Siamo nel corso di quella che possiamo definire storicamente la “terza rivoluzione industriale”, caratterizzata da invenzioni sempre più avanzate e sopratutto che supportano sempre di più la vita quotidiana, arrivando persino a sostituire o comunque a dare un supporto importante alla manualità dell’uomo.
Molte persone vedono il cambiamento negativamente: si ritiene che si arriverà addirittura a sostituire l’uomo stesso nelle sue azioni.
Personalmente non credo possa mai essere così: bisogna ricordarsi che la macchina, seppur automatizzata, è sempre un’invenzione dell’uomo, e da egli viene anche controllata.
Il problema è di fondo: la negatività portata dalla crisi economica ci ha spinto a vedere negativamente anche il cambiamento e l’evoluzione, facendoci pensare che essa ci toglierà addirittura le nostre facoltà.
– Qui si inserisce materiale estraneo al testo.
PR #1413, opened 2025-07-12
feat: add supported combinations for convert

barendgehrels:
This PR adds combinations for `convert`. I need it for a next step (an alternative for `dissolve`).

It adds support for:
* areal features to multi-linestring
* linear and areal features to multi-point
* and a few combinations more

It also extends the test coverage to these combinations (and some combinations earlier missing).

The support matrix `.qbk` is updated. I use another mechanism for that now, which:
* is built inside the test code
* also verifies if the test coverage is complete

_The old mechanisms (there were two) both don't work currently. Also there is no cmake support. And the new mechanism is simpler, faster, and more powerful._

But that will be a next PR to keep things smaller and not mixing things.


test/algorithms/Jamfile
```diff
@@ -25,7 +25,6 @@ test-suite boost-geometry-algorithms
     [ run centroid_multi.cpp           : : : : algorithms_centroid_multi ]
     [ run comparable_distance.cpp      : : : : algorithms_comparable_distance ]
     [ run convert.cpp                  : : : : algorithms_convert ]
-    [ run convert_multi.cpp            : : : : algorithms_convert_multi ]
```
barendgehrels, line 28: Because it's not multi but also single to multi - it was more convenient to combine it into one source.

include/boost/geometry/algorithms/convert.hpp
```diff
@@ -277,8 +337,8 @@ namespace dispatch
 template
 <
     typename Geometry1, typename Geometry2,
-    typename Tag1 = tag_cast_t<tag_t<Geometry1>, multi_tag>,
-    typename Tag2 = tag_cast_t<tag_t<Geometry2>, multi_tag>,
+    typename Tag1 = tag_t<Geometry1>,
+    typename Tag2 = tag_t<Geometry2>,
```
barendgehrels, line 341: This was necessary to distinguish different multi to multi combinations

barendgehrels:
> Does this change the meaning of the algorithm and should the new meaning be explained? 

Maybe the documentation can be enhanced - but as far as I can tell, its meaning did not change.
It converts from one geometry to another... It's written there.

> Looking at the current develop support matrix, it so far only seems to allow conversions where the geometries can represent the same set

There were not so many examples but there was already box to point supported. So you will get four points of a box.


> Does this make the functionality overlap with the arguably more general, undocumented (but not in detail namespace and intended to be documented according to

Thanks for the pointer (pun intended), I forgot that functionality. I think it should not have been outside detail - apparently I was not alert enough in the review of that file....

There is already https://www.boost.org/doc/libs/latest/libs/geometry/doc/html/geometry/reference/algorithms/for_each/for_each_point.html which I thought about of using underneath. But the purpose of `for_each_point` is different - for what I want to achieve now.

I need a multi-linestring representation of all (rings, polygons, multi-polygons). We had nothing similar to that (`for_each_segment` is similar but inconvenient and I need to collect it into a `multi-linestring` anyway).

After considering the options, `convert` is the perfect candidate. Because it does already that, and similar things - but is incomplete. And indeed `areal` -> `linear` was not really there yet, or `areal` -> `point like` just partly. However it covers the name and the documentation page.

I don't really need multi-point representations of them, at this moment, but it made the change more complete AND it was useful for me to consider the design options. Because currently it was targeted to `single` -> `multi`

Hope this clarifies the intentions...

include/boost/geometry/algorithms/convert.hpp
```diff
@@ -148,17 +144,20 @@ struct range_to_range
...
     }
 
-    template <typename ConvertPointPolicy>
+    template <typename ConvertPointPolicy, typename Range1, typename Range2>
     static inline ConvertPointPolicy apply(Range1 const& source, Range2& destination,
                                            ConvertPointPolicy convert_point)
     {
         geometry::clear(destination);
 
+        constexpr bool Reverse = geometry::point_order<Range1>::value != geometry::point_order<Range2>::value;
```
vissarion, line 159: maybe lowercase "reverse" since this is not a template now

barendgehrels: ✅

Accadde lo stesso durante la prima e la seconda rivoluzione industriale: l’utilizzo di nuovi utensili, nuovi macchinari, nuove fonti di energia, fece pensare anche a una rivoluzione del lavoro e della vita stessa, portando a una totale eliminazione della manualità. In realtà, l’utilizzo stesso dei macchinari richiede abilità, professionalità, manutenzione, anche quelli che usiamo tutti i giorni, come il computer o un forno a microonde. Basti pensare che per imparare ad utilizzare dei computer in maniera professionale esistono dei corsi e delle certificazioni valide in tutto il mondo.
Ritengo quindi che la tecnologia a supporto della nostra vita sia più che un bene, perchè non solo ci aiuta a fare azioni che sarebbero più lunghe fatte manualmente, ma rappresenta anche qualcosa in cui cimentarsi.